Last Resort at York Theatre Royal

When expecting to see a play about America’s most infamous detention centre, I was astonished to find myself in a deck chair with a complimentary Cuba Libre.

Set in a future in which the site of Guantanamo Bay has become a luxury holiday destination, 2Mapgpies Theatre’s production Last Resort is a disarmingly playful piece of immersive theatre. Driven by Anna Westlake and Ben Gilbert’s unnervingly energetic holiday reps, the piece fluctuates aggressively between poolside and prison cell, both disorientating and delighting its audience. The oscillating tone of the show requires great skill on behalf of its two performers. On this score, both Westlake and Gilbert excelled, with neither afraid to include and interact with audience contributions, however leftfield. They managed to steer the show in a way that did not feel restrictive, a deceptively challenging task, given the show’s short running time.

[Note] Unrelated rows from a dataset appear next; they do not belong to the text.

PR #2742, opened 2019-08-18
Move some traits to druntime

TurkeyMan:
I need these for core.atomic...

### DIFF
--- a/src/core/internal/traits.d
+++ b/src/core/internal/traits.d
@@ -66,7 +66,7 @@ template Unqual(T)
 }
 
 // [For internal use]
-package template ModifyTypePreservingTQ(alias Modifier, T)
+template ModifyTypePreservingTQ(alias Modifier, T)
 {
          static if (is(T U ==          immutable U)) alias ModifyTypePreservingTQ =          immutable Modifier!U;
     else static if (is(T U == shared inout const U)) alias ModifyTypePreservingTQ = shared inout const Modifier!U;
@@ -77,6 +77,19 @@ package template ModifyTypePreservingTQ(alias Modifier, T)
     else static if (is(T U ==        inout       U)) alias ModifyTypePreservingTQ =              inout Modifier!U;
     else static if (is(T U ==              const U)) alias ModifyTypePreservingTQ =              const Modifier!U;
     else                                             alias ModifyTypePreservingTQ =                    Modifier!T;
+}
+@safe unittest
+{
+    alias Intify(T) = int;
+    static assert(is(ModifyTypePreservingTQ!(Intify,                    real) ==                    int));
+    static assert(is(ModifyTypePreservingTQ!(Intify,              const real) ==              const int));
+    static assert(is(ModifyTypePreservingTQ!(Intify,        inout       real) ==        inout       int));
+    static assert(is(ModifyTypePreservingTQ!(Intify,        inout const real) ==        inout const int));
+    static assert(is(ModifyTypePreservingTQ!(Intify, shared             real) == shared             int));
+    static assert(is(ModifyTypePreservingTQ!(Intify, shared       const real) == shared       const int));
+    static assert(is(ModifyTypePreservingTQ!(Intify, shared inout       real) == shared inout       int));
+    static assert(is(ModifyTypePreservingTQ!(Intify, shared inout const real) == shared inout const int));
+    static assert(is(ModifyTypePreservingTQ!(Intify,          immutable real) ==          immutable int));
 }
 
 // Substitute all `inout` qualifiers that appears in T to `const`


src/core/internal/traits.d
```diff
@@ -303,6 +305,110 @@ template hasElaborateAssign(S)
...
+        alias X = OriginalType!T;
+
+    static if (is(Unqual!X : E[], E) && !is(typeof({ enum n = X.length; })))
+        alias DynamicArrayTypeOf = X;
+    else
+        static assert(0, T.stringof ~ " is not a dynamic array");
+}
+
+private template AliasThisTypeOf(T)
+    if (isAggregateType!T)
```
lesderid: Shouldn't be indented.

src/core/internal/traits.d
```diff
@@ -303,6 +305,110 @@ template hasElaborateAssign(S)
...
+    alias members = __traits(getAliasThis, T);
+
+    static if (members.length == 1)
+        alias AliasThisTypeOf = typeof(__traits(getMember, T.init, members[0]));
+    else
+        static assert(0, T.stringof~" does not have alias this type");
+}
+
+template isFunctionPointer(T...)
+    if (T.length == 1)
```
lesderid: ditto

src/core/internal/traits.d
```diff
@@ -303,6 +305,110 @@ template hasElaborateAssign(S)
...
+            enum bool isFunctionPointer = true;
+        else
+            enum bool isFunctionPointer = false;
+    }
+    else
+        enum bool isFunctionPointer = false;
+}
+
+template isDelegate(T...)
+    if (T.length == 1)
```
lesderid: ditto

src/core/internal/traits.d
```diff
@@ -8,23 +8,22 @@
...
 
-/// taken from std.typetuple.TypeTuple
-template TypeTuple(TList...)
-{
-    alias TypeTuple = TList;
-}
-alias AliasSeq = TypeTuple;
 
-template FieldTypeTuple(T)
+// TODO: deprecate these old names...?
```
lesderid: Can't we just remove them? It's `core.internal` so should be fine.

JinShil:
If these came from Phobos, I think the unittests should be moved as well.  A followup PR to Phobos to import them from druntime (and remove them from Phobos) would also be prudent IMO.

lesderid:
> If these came from Phobos, I think the unittests should be moved as well. A followup PR to Phobos to import them from druntime (and remove them from Phobos) would also be prudent IMO.

Other traits that were moved to druntime still have their unittests in Phobos because then they can still be used as examples (documentation isn't generated for core.internal).

src/core/internal/traits.d
TurkeyMan: Really? Every constraint I've seen has been intended... that's how you know it's a constraint.

lesderid: [Yes](https://dlang.org/dstyle.html#phobos_declarations), "Constraints on declarations should have the same indentation level as their declaration".

TurkeyMan:
>  A followup PR to Phobos to import them from druntime (and remove them from Phobos) would also be prudent IMO.

I have a follow-up, but it won't build until this is merged... so I haven't pushed it.

src/core/internal/traits.d
TurkeyMan: That's a large project.

src/core/internal/traits.d
TurkeyMan: 1. that's horrible.
2. it's already a 50/50 split in druntime. i think it actually leans in favour of this way, which is why i went with this way.

src/core/internal/traits.d
lesderid: `FieldTypeTuple` is only used in this file. `TypeTuple` is used elsewhere in druntime too, but I can make a follow-up PR.

src/core/internal/traits.d
lesderid: AIUI, it's only split because the style guide was written/followed after a lot of the code had already been already written. I'm not sure I agree with this rule either, but it's required by the style guide...

src/core/internal/traits.d
TurkeyMan: Go for it!

src/core/internal/traits.d
TurkeyMan: Well someone can produce a PR that fixes all the code in one hit.

TurkeyMan:
Why has buildkite gone on holiday? All PR's are not building...

lesderid:
> Why has buildkite gone on holiday? All PR's are not building...

Looks like the CI agent went offline, I can't ping the IP and Buildkite says 'lost connection'.

wilzbach:
The CI agents are continuously spawned based on demand. Looks like there's a problem with that logic currently, but it should very likely recover over the next the hours. Not blocking the approval of this PR.

TurkeyMan:
> Their unittests should be moved too, because then Phobos can be a mere alias (and public example), but it's a bit tricky if we separate implementation from their tests.

Documented tests stay in phobos, and the tests are documented tests.
We do this for all the other tests.

We would need to do a pass to move all the docs over to druntime, which would mean moving `core.internal.traits` to `core.traits`... that's way outside the scope of this PR, I'm not changing any organisation here.

JinShil:
I think only those unittests with a `///` DDoc header are used for documentation (@wilzbach, please correct me if I'm wrong).  Can we at least move the unittests which are not used for documentation?  For example:  https://github.com/dlang/phobos/blob/81572ffce650cb17319c63927cffa6f1e345a094/std/traits.d#L7543-L7555

TurkeyMan:
@JinShil That is duplicated in druntime and phobos (because not public)... are you saying the unit test should exist in both places?

JinShil:
> are you saying the unit test should exist in both places?

With regard to `ModifyTypePreservingTQ`, it is `package`. and since these traits are being moved to `core.internal`, I would expect the entire thing (unittests and implementation) to be moved to druntime and made `public`.  Then it can be package-imported in Phobos.  e.g.

```D
package import core.internal : ModifyTypePreservingTQ;
```
I don't know if `package import` is a thing though; I'll have to try it out.

JinShil:
> I don't know if package import is a thing though; I'll have to try it out.

Even if `package import` is not legal, you can still make `ModifyTypePreservingTQ` public in druntime and then make a `package` wrapper like you did with some of the other imports in https://github.com/dlang/phobos/pull/7148

TurkeyMan:
Oh FFS!! See what happens! I move the tests over and they depend on 90% of phobos...
This happens every time! That's why I don't do it.

This is blocking me, one of you can fix this. Please be fast...

TurkeyMan:
I want to start getting paid for the time wasted by bullshit like this. I have finite lifetime, and it's worth $100/hr.

TurkeyMan:
Should merge this; everyone got bent-out-of-shape about the tests... and from here I can push the phobos PR...

TurkeyMan:
Surely this is trivial?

Throughout the hour-long experience, Westlake and Gilbert cycle through every holiday activity imaginable, all with an unpleasant Guantanamo-inspired twist. A particularly memorable moment is when a spa treatment mutates into a waterboarding simulation.
And whilst there are moments in which this balance of hilarity and horror is a triumph – never have I seen an audience get so invested in bingo, particularly when punctuated by hard-hitting statistics about incarceration laws and security measures – there are also moments where it misses the mark.

When watching a piece of political theatre, I always ask myself the same question: is the piece trying to challenge its audience’s opinion? Perhaps it’s just me, and my liberal lifestyle, but locking someone up for an indeterminate amount of time without a trial isn’t a very good thing. And, given the literal vote the audience are asked to make half way through the show, the entire audience in the York Theatre Royal studio agreed. Given this fact, it seemed bizarre, even self-satisfying, to sit through a further twenty-five minutes of explanation as to why we were right. Evidently, there are people who do believe that there is a reason for Guantanamo Bay to be open, given the fact that it still actively holds 44 prisoners. However, I never felt that Last Resort ever really asked why. I felt many things during the performance: entertained, interested, surprised but never really challenged.